Issue #3911, opened 2020-12-06
basic auth is not working


mdujava:
If I set up adlist address as: https://username:password@fqdn/dir/file.list, `pihole -g` or update on the web will always fail with `Invalid Target` for this adlist. On lines mentioned below `@` is not considered as usable character.

https://github.com/pi-hole/pi-hole/blob/0d8ece1be249fdc5993f01a45f8d0464257df819/gravity.sh#L397-L403

My local workaround was to add `@` to regex.

dschaper:
Because of the number of support requests and the very limited resources we have as a free open-source project run by volunteers, we will be closing all Issues that do not follow all instruction in the Issue Template and do not provide debug tokens if applicable. Thank you for your understanding.

Please search [open](https://github.com/pi-hole/pi-hole/issues) and [closed](https://github.com/pi-hole/pi-hole/issues?q=is:issue+is:closed) issues for others that may have your same question. Also, visit our [Discourse](https://discourse.pi-hole.net) site for additional assistance.

PR #3912, opened 2020-12-06
Fix validation of adlist url

mdujava:

---
This PR is fixing https://github.com/pi-hole/pi-hole/issues/3911 as last verification of url, before downloading adlist from it, has missing good character, therefor valid url with basicauth user:pass (eg. `https://user:pass@fqdn/dir/file.list`) is evaluated as invalid.

Regex which is used as validator is updated to accept `@` as valid character. As char `@` is missing, adding it to the regex will fix the issue.

This is fixing back-end URL validation and there is no change in user interaction, therefor no documentation change needed.

---

### DIFF
--- a/advanced/Scripts/webpage.sh
+++ b/advanced/Scripts/webpage.sh
@@ -486,10 +486,15 @@ SetWebUITheme() {
 }
 
 CheckUrl(){
-    local regex
+    local regex check_url
     # Check for characters NOT allowed in URLs
-    regex="[^a-zA-Z0-9:/?&%=~._-]"
-    if [[ "${1}" =~ ${regex} ]]; then
+    regex="[^a-zA-Z0-9:/?&%=~._()-;]"
+
+    # this will remove first @ that is after schema and before domain
+    # \1 is optional schema, \2 is userinfo
+    check_url="$( sed -re 's#([^:/]*://)?([^/]+)@#\1\2#' <<< "$1" )"
+
+    if [[ "${check_url}" =~ ${regex} ]]; then
         return 1
     else
         return 0
--- a/gravity.sh
+++ b/gravity.sh
@@ -393,10 +393,15 @@ gravity_DownloadBlocklists() {
     esac
 
     echo -e "  ${INFO} Target: ${url}"
-    local regex
+    local regex check_url
     # Check for characters NOT allowed in URLs
     regex="[^a-zA-Z0-9:/?&%=~._()-;]"
-    if [[ "${url}" =~ ${regex} ]]; then
+
+    # this will remove first @ that is after schema and before domain
+    # \1 is optional schema, \2 is userinfo
+    check_url="$( sed -re 's#([^:/]*://)?([^/]+)@#\1\2#' <<< "$url" )"
+
+    if [[ "${check_url}" =~ ${regex} ]]; then
         echo -e "  ${CROSS} Invalid Target"
     else
        gravity_DownloadBlocklistFromUrl "${url}" "${cmd_ext}" "${agent}" "${sourceIDs[$i]}" "${saveLocation}" "${target}" "${compression}"


dschaper:
It's not a good character.

https://stackoverflow.com/a/19511469

You need to percent encode in your configuration, not allow an invalid character in the URL.

mdujava:
Hi, I rewrote the fix inspired from: https://github.com/pi-hole/pi-hole/blob/4a7ef7bb18a923b51cc3708d56de5bafbeb94a4f/gravity.sh#L634-L639 for removal of schema and bascauth before validating against unchanged regex for valid chars.

dschaper:
If you want `@` in the URI then you need to percent encode it yourself. Adding the `@` character is a no from me.

mdujava:
`curl https://user:password@fqdn.com/path` is working fine, lets encode it: `https://user:password%40fqdn.com/path` this will return `curl: (6)  Could not resolve host: user; Unknown error`

3.2.(1.)? section of RFC 3986 is allowing @ right before host for including User Information.

> authority   = [ userinfo "@" ] host [ ":" port ]

If Pi-hole should not support this feature why https://github.com/pi-hole/pi-hole/blob/4a7ef7bb18a923b51cc3708d56de5bafbeb94a4f/gravity.sh#L634 is acknowledging that it's valid part or URL.

dschaper:
> curl: (6) Could not resolve host: user;

That's probably because you didn't quote the URL? 

`curl "https://user:password%40fqdn.com/path"` ?

dschaper:
> If Pi-hole should not support this feature why

That tells me that code has been there for over 3 years, so either you're the first person in 3 years to find it doesn't work, or there's something else that needs to be addressed before changing the code.

mdujava:
still the same error code if using `curl 7.29.0 (armv7hl-redhat-linux-gnu) libcurl/7.29.0 NSS/3.53.1 zlib/1.2.7 libidn/1.28 libssh2/1.8.0`

on `curl 7.68.0` is different error: `curl: (3) URL using bad/illegal format or missing URL`

---

Yeah I am probably the first one. I want to host mine adlist, but I don't want it to be public, so for authentication I am using basicauth.

There should not be url encoding of @: 
https://developer.mozilla.org/en-US/docs/Web/HTTP/Authentication#Access_using_credentials_in_the_URL
https://en.wikipedia.org/wiki/Basic_access_authentication#URL_encoding
https://en.wikipedia.org/wiki/URL#Syntax

@ is reserved char per https://tools.ietf.org/html/rfc3986#section-2.2, you are right that you should not have @ in the URL path/parameters part.

Per 2.2 @ is reserved char, that can be used in URL at most one time and few more restrictions. Therefor checking existing goodchars only in `fqdn/path?args#fragment` was easier/quicker to implement.

I think I can not provide more information than this. If this is not sufficient, feel free to close this PR.

DL6ER:
An alternative solution would be to check for `@` only within the allowed URL path, i.e., between `://` and the next `/`. We can just replace it by a valud char (say `X`) it if it appears only once. I'm thinking about something like
``` bash
url="https://user:pass@fqdn/dir/file.list"
check_url="$(sed -r "s#(.*)@#\1X#" <<< "${url}")"
```
the result is `https://user:pass`**`X`**`fqdn/dir/file.list` which would pass the original regex we have in place (test the output of this, not `$url` itself!).

Note that it will only replace one `@` so `https://user:pass@@fqdn/dir/file.list` would be rejected by the regex as one `@` would remain in the output. If `$url` does not contain any `@`, the `sed` will just echo what you put in.

What do you think?

mdujava:
> ```shell
> url="https://user:pass@fqdn/dir/file.list"
> check_url="$(sed -r "s#(.*)@#\1X#" <<< "${url}")"
> ```
This is not consicering the placement of /.

> What do you think?

This looks way better. I will play with it to ensure the place of @.

mdujava:
> It's not a good character.
> 
> https://stackoverflow.com/a/19511469

both ways are possible as first answer shows, you can encode it as %40 or not even in path section.

Both of those URLs will redirect you to wikipedia page "@".

- http://en.wikipedia.org/wiki/%22@%22
- http://en.wikipedia.org/wiki/%22%40%22

dschaper:
And does `curl` accept both forms?

mdujava:
Yes
```
$ curl -O "https://en.wikipedia.org/wiki/%22@%22" -O "https://en.wikipedia.org/wiki/%22%40%22"
100 78120  100 78120    0     0   286k      0 --:--:-- --:--:-- --:--:--  286k
100 78120  100 78120    0     0  1556k      0 --:--:-- --:--:-- --:--:-- 1556k
```
```
$ md5sum %22*
5abc9c22c81f3f12deb5aeb001600950  %22@%22
5abc9c22c81f3f12deb5aeb001600950  %22%40%22
```

DL6ER (approved):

■ ■ ■

### Work to complete
All that is needed is the exact run of lines above from the line containing "https://en.wikipedia.org/wiki/URL#Syntax" through the line containing "URL path/parameters part.", both of them included.

### Expected answer
https://en.wikipedia.org/wiki/URL#Syntax

@ is reserved char per https://tools.ietf.org/html/rfc3986#section-2.2, you are right that you should not have @ in the URL path/parameters part.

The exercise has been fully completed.